Endocrine Abstracts

Oral combined hormonal contraceptives (CHCs) have been suggested to induce more unbeneficial metabolic effects than vaginal CHCs. CHCs are used routinely to treat the clinical symptoms of polycystic ovary syndrome (PCOS), but there are no studies investigating whether the vaginal route is safer in women with known metabolic risks.
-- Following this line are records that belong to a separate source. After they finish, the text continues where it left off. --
PR #360, opened 2026-08-10
feat(control): add the compact shipgate.agent_control/v1 control envelope

### LINKED ISSUE #333: Define a compact, operationally unambiguous agent-control envelope
> Parent epic: #338
>
> Canonical v0.17 design issue for the shared agent-control envelope. #323 owns the v0.18 command-by-command rollout and end-to-end coverage; it must apply this shape, not define a second one. The permission model (#335) and current-control pointer (#339) are complete prerequisites.

## Problem

A verifier run can simultaneously report:

- `execution: "succeeded"`
- `head_exit_code: 0`
- `release_decision.decision: "review_required"`
- `control.state: "human_review_required"`

Humans and coding agents naturally interpret “succeeded” or exit code 0 as permission to continue. The authoritative operational fields are buried inside thousands of tokens of JSON, causing users to ask whether the run is “done” and whether the agent may push.

The full forensic document is valuable, but it is a poor default control interface for an agent loop.

## Proposed direction

Provide a compact, stable agent-control envelope that clearly separates:

- tool execution status;
- release/merge decision;
- publication permissions;
- completion permission;
- next actor and exact next action;
- paths and hashes for detailed forensic artifacts.

Example:

```json
{
  "schema_version": "shipgate.agent_control/v1",
  "execution_status": "succeeded",
  "control_state": "human_review_required",
  "ready_to_update_pr": true,
  "ready_to_merge": false,
  "completion_allowed": false,
  "next_actor": "human",
  "next_action": {
    "kind": "review",
    "surface": "github_pull_request",
    "why": "..."
  },
  "artifacts": {
    "receipt": {"path": "...", "sha256": "..."},
    "verifier": {"path": "...", "sha256": "..."}
  }
}
```

Detailed verifier/report JSON should remain available by path, not dominate the default agent stdout.

## Acceptance criteria

- [ ] A compact format is available and promoted for coding-agent control loops.
- [ ] The result explicitly answers: may edit, may commit, may push/update PR, may merge, may report complete?
- [ ] Execution success cannot be mistaken for release readiness.
- [ ] Human-facing text leads with the operational state and next actor.
- [ ] Full forensic artifacts remain content-addressed and discoverable.
- [ ] Agent-mode errors and nonterminal results include an exact executable next action.
- [ ] The compact control payload has a documented size budget and does not duplicate the full report.
- [ ] Exit-code semantics are documented and tested against `passed`, `review_required`, `insufficient_evidence`, and `blocked`.

## Success measure

A user or coding agent should determine the permitted next action without reading any other artifact or interpreting prose.

pengfei-threemoonslab:
Closes #333. Absorbs the design half of #323 (that issue stays open as the horizontal-coverage checklist for `init`/`doctor`/`detect`). Completes the v0.17 foundation of #338, after #339, #336, and #335.

## The problem, restated from #338

A verify run could report all four of these at once:

```
execution: "succeeded"        head_exit_code: 0
release_decision.decision: "review_required"
control.state: "human_review_required"
```

Three of them read like permission to continue. Answering "what may I do next?" correctly meant reading `current-control.json` for currency, `agent-handoff.json` for the route, `verifier.json` for execution status, and `report.json` for the gate — four artifacts, and the two most confusable facts sat thousands of tokens apart inside one of them.

## What this adds

`shipgate.agent_control/v1` ([`docs/agent-control-schema.v1.json`](docs/agent-control-schema.v1.json)) — one compact stdout object carrying tool execution status, the release or boundary decision **and which engine produced it**, the control state, the six-way `permissions` vector, `verify_required`, the next actor, the exact next action, and the path + sha256 of every forensic artifact.

Measured on this repo's own clean verify: **2.8 KB**, against 8.1 KB for `verify --json` and 9.3 KB for the `current-control.json` + `agent-handoff.json` pair it replaces.

Three separations that were documentary are now structural, enforced by the schema rather than by consumer discipline:

| Fact | Field | Enforced |
|---|---|---|
| Did the tool run? | `execution` | a **failed** execution can never be `complete` — and a *succeeded* one implies nothing, which is the direction readers get wrong |
| Did the gate fail? | `exit_code` | mode-dependent; advisory exits 0 even on `blocked`, so it is never merge authority |
| May I act? | `permissions` | `merge` and `report_complete` are true exactly when `control_state == "complete"` |

Emitted by three commands, all through one projection in `core/agent_control_envelope.py`:

- `agents-shipgate verify --format control` — **added**. `--json` / `--format json` unchanged; agent-mode auto-detection still resolves to `json`.
- `agents-shipgate check --format agent-control-json` — **added**. `agent-boundary-json` unchanged and still the default.
- `agents-shipgate agent control` — **default output changed** to the envelope; `--format pointer` returns the previous output byte for byte.

`verify --format text` now leads with the control state, next actor, and permission vector before the existing `Agents Shipgate verify: <verdict>` line, which is unchanged.

## It decides nothing

Every field is copied from a producer that already published it; the validators only assert the copies cannot contradict each other. Two places that look like judgement are both refusals:

- When the current-control pointer **downgraded** a completion its run claimed — the receipt refusal from #339 — the pointer wins and the run's route is dropped. Reading the run's own optimistic `control` block instead would undo exactly the refusal that makes stale authorization impossible.
- When no route can be recovered (a `scan` pointer binds no verifier), `agent control` exits 4 with the exact verify command rather than synthesizing a step that cannot reproduce the subject.

## Surface-discipline gate (`CONTRIBUTING.md`)

1. **Which headline metric?** Activation — "percentage of issue-to-PR tasks completed without human terminal intervention", and "median control-payload tokens consumed by the coding agent", both named in #338. The 2.8 KB vs 9.3 KB reduction is pinned by a test; the routing question now has one answer instead of a read order.
2. **Can an existing surface carry it?** Partly, which is why this is one schema and not two. `agent-handoff.json` already carries the control block, and `current-control.json` already carries currency — but neither carries both, and the pointer deliberately carries no route because reproducing one there would make it a second decision. The envelope is the join, and it consolidates three read paths into one rather than adding a fourth. It is stdout-only and adds no artifact to the reports directory, because doing so would deepen the read-order problem it exists to remove.
3. **Roadmap non-goals?** No second verdict: `permissions` is carried verbatim from the `AgentControl` union `derive_agent_control` fixed, and nothing here gates independently of `release_decision.decision`. No agent execution, no LLM calls, no network.

## Size budget

`agent_control_max_bytes` is published in the contract (4096) and pinned by tests. It is deliberately **not** a validator: a long reviewer list or an unusually long exact command can exceed it, and dropping either to hit a size target removes something safety-relevant. Prose fields are capped at 400 characters with a deterministic marker; commands, paths, hashes, and reviewer names are never truncated.

## Contract

Runtime contract `21 → 22`; downstream local contract `9 → 10`.
`minimum_control_contract_version` **stays at 21** — this adds a projection of the `AgentControl` union and does not change the union, so every v21 consumer keeps reading the same fields.

## Deliberately not in scope

Flipping verify's agent-mode stdout default from `json` to `control` would move the token metric furthest, but silently changing what an already-installed agent receives is a compatibility event. It belongs to #323's command-by-command rollout, alongside `init`/`doctor`/`detect`, whose control state derives from setup facts rather than a decision — `decision_source` already carries a `setup` value for them.

## Verification

- New `tests/test_agent_control_envelope.py` (31 tests): projection fidelity across all four control states, every contradiction the schema must reject, prose truncation that never touches a command, the pointer-overrules-run reconciliation against a real verifier artifact, the routeless refusal, the size budget, and end-to-end runs of all three commands.
- New exit-code matrix in `tests/test_release_decision.py` pinning all four decisions × advisory/strict.
- Full suite green; `scripts/generate_schemas.py --check` clean; `ruff check` clean.


src/agents_shipgate/cli/verify/command.py
```diff
@@ -496,11 +542,69 @@ def _parse_verify_format(value: str) -> str:
...
+    where the two disagree. Its directory is recovered from the artifact map
+    rather than threaded through ``run_verify``: ``verify`` resolves the reports
+    directory against the Git root through several branches, and re-deriving it
+    from the paths the run actually wrote cannot drift from them.
+    """
+
+    pointer = None
+    reports_dir = _reports_dir_from_artifacts(verifier, workspace)
+    if reports_dir is not None:
+        pointer = load_published_control_pointer(reports_dir)
```
pengfei-threemoonslab: **[P1] Validate the live workspace before granting authority.** This only parses the published pointer; it does not perform the live HEAD/tree/worktree validation used by `agent control`. I reproduced a clean `complete` run, modified a tracked `tools.json`, and then obtained `control_state=complete` with `permissions.merge=true` here, while an immediate `agent control` correctly failed with `workspace_changed`. Use the generation-safe live-workspace read and fail closed on drift.

src/agents_shipgate/cli/agent_interface.py
```diff
@@ -178,9 +220,66 @@ def control(
...
+    returning, and rejected the read outright if the pointer moved underneath
+    it.  A parse failure here is therefore a malformed artifact rather than a
+    stale one, and resolves to "no route" rather than a crash.
+    """
+
+    ref = pointer.artifacts.get("verifier")
+    if ref is None:
+        return None
+    try:
+        return VerifierArtifact.model_validate_json((reports_dir / ref.path).read_bytes())
```
pengfei-threemoonslab: **[P1] Keep the verifier read in the validated generation.** `read_current_control()` has returned, but this independently reopens `verifier.json` without rehashing it or confirming that `current_control_id` is unchanged. A concurrent run can therefore combine pointer A with verifier B; I reproduced A's identity with B's request, decision, and permissions. Capture the validated verifier bytes in the generation-safe read, or rehash and reconfirm the pointer afterward, and bind the request/decision identities as well as the state tag.

src/agents_shipgate/schemas/agent_control_envelope.py
```diff
@@ -0,0 +1,265 @@
...
+    def _projection_is_self_consistent(self) -> AgentControlEnvelope:
+        """Reject copies that contradict the producers they were copied from.
+
+        Each rule below restates an invariant the authoritative producer already
+        guarantees. Restating them here is what makes this a projection with
+        teeth: a future emitter that assembles the envelope by hand cannot
+        publish a shape the union would have refused.
+        """
+
+        completion = self.control_state == "complete"
```
pengfei-threemoonslab: **[P1] Enforce the full state-specific route contract.** The flattened model still accepts contradictory shapes—for example `human_review_required` with a coding-agent action/actor, `complete` with another action, or `review_publishable` without publication authority. Preserve discriminated state variants or validate the exact next actor, action kind, verification obligation, stop semantics, human-review shape, and permission vector for every control state.

pengfei-threemoonslab (commented):
## Engineering review — changes required

Reviewed and reproduced against head `9a38d6d9a1f08925617aabfafb2dd8b63960cabf`.

I do not recommend merging this revision yet. The compact envelope is a useful direction, but the current implementation has five high-priority correctness/authority issues and three medium-priority contract/CLI issues. The most serious paths can (1) emit merge/completion authority after the live workspace has changed and (2) splice a validated pointer with a verifier from a different concurrent generation, potentially widening publication permissions.

The inline comments cover the required fixes:
- live-workspace validation for `verify --format control`
- generation-atomic pointer/verifier reads and identity binding
- complete state/action invariants in both Pydantic and the published JSON Schema
- the broken downstream local-contract v9→v10 migration
- shipped adoption recipes that still parse the old default output
- invocation-relative artifact paths
- structured error handling for projection failures
- the unenforced 4096-byte “maximum”

GitHub Actions and the focused local suite are green, but they do not exercise these race, migration, schema-conditional, workspace-drift, or non-workspace-CWD cases. The exact PR source produced a valid Shipgate receipt, but the resulting control remained `review_publishable` with `permissions.merge=false`, `report_complete=false`, and required reviewer `agent-platform`.

scripts/generate_schemas.py
```diff
@@ -1464,6 +1465,25 @@ def build_current_control_schema() -> tuple[Path, str]:
     )
 
 
+def build_agent_control_envelope_schema() -> tuple[Path, str]:
+    from agents_shipgate.schemas.agent_control_envelope import AgentControlEnvelope
+
+    return _verification_identity_schema(
+        model=AgentControlEnvelope,
```
pengfei-threemoonslab: **[P1] Publish the cross-field safety rules in JSON Schema.** Pydantic model validators are not represented by this generated schema. Draft 2020-12 validation currently accepts examples such as `execution=failed` with `control_state=complete`, and human-review states with broad permissions, despite the PR describing these separations as schema-enforced. Add explicit `allOf`/`if`/`then` constraints or generate the schema from state-discriminated variants.

src/agents_shipgate/cli/discovery/local_contract.py
```diff
@@ -59,7 +64,7 @@
 )
 from agents_shipgate.schemas.verifier import VerifierArtifact
 
-LOCAL_CONTRACT_SCHEMA_VERSION = "9"
+LOCAL_CONTRACT_SCHEMA_VERSION = "10"
```
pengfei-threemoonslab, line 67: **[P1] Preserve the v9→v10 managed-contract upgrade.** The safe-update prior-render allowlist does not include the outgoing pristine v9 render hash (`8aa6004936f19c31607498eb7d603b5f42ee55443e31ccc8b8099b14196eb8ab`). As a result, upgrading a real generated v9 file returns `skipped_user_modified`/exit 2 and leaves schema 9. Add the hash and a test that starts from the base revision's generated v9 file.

Twenty-five women with PCOS defined according to the Rotterdam criteria were randomized to use either oral contraceptive pills (desogestrel-ethinylestradiol) (n=14) or contraceptive vaginal rings (etonogestrel-ethinylestradiol) (n=11) continuously for 9 weeks. Blood samples were drawn and OGTT performed at baseline and at 9 weeks.

Serum levels of SHBG increased and consequently the free androgen index (FAI) decreased in both study groups from baseline to 9 weeks of treatment [oral: 3.2 (95% confidence interval, CI: 2.2; 4.3) to 0.7 (0.5; 1.0); vaginal: 3.8 (1.8; 5.8) to 0.6 (0.5; 0.8), P≤0.003 in both groups]. Insulin sensitivity was reduced at 9 weeks according to the Matsuda index [oral: 2.5 (0.1; 4.8) to 0.2 (0.2; 0.3), P=0.035]; vaginal: 3.0 (0.4; 4.4) to 0.2 (0.1; 0.2), P=0.366]. Serum levels of triglycerides [oral 0.9 (0.7; 1.2) to 1.3 (0.8; 1.8) mmol/l, P=0.132; vaginal 0.8 (0.6; 1.0) to 1.3 (0.9; 1.7) mmol/l, P=0.003] hs-CRP (P=0.034) and the AUCglucose during the OGTT (P=0.017) rose significantly only in the vaginal group. The AUCinsulin (oral: P=0.36, vaginal: P=0.16) increased non-significantly from baseline to 9 weeks in both treatment groups. There were no differences in serum levels of glucose, insulin, hs-CRP, lipids or testosterone between the treatment groups at baseline or after 9 weeks.

Against our hypothesis, vaginal CHCs were not metabolically safer than oral CHCs. These results emphasize the importance of monitoring glucose metabolism during CHC use regardless of the route of administration, especially in PCOS women displaying typically risks of type 2 diabetes or cardiovascular diseases.